Stored data:

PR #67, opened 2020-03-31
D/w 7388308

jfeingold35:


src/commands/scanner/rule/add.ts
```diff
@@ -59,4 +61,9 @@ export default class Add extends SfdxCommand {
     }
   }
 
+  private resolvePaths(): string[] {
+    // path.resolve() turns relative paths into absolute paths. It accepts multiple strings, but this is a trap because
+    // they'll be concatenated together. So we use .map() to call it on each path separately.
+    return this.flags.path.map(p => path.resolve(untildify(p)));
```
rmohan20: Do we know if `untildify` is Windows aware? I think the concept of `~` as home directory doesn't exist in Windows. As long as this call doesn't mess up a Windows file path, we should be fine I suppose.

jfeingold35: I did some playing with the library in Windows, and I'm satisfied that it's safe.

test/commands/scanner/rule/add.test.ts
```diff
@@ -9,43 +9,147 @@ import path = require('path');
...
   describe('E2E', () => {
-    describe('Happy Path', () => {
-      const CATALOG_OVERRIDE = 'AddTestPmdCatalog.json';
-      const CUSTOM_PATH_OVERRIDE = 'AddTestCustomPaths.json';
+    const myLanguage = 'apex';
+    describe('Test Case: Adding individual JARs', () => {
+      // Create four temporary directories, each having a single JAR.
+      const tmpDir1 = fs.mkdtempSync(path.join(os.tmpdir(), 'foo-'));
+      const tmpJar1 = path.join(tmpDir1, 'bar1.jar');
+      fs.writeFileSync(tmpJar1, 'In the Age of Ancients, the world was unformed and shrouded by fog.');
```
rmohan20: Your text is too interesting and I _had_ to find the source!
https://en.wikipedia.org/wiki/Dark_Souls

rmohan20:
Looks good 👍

● TASK INSTRUCTIONS
Give only the number of lines above that hold the string "commands".

● RESPONSE TO THIS TASK
2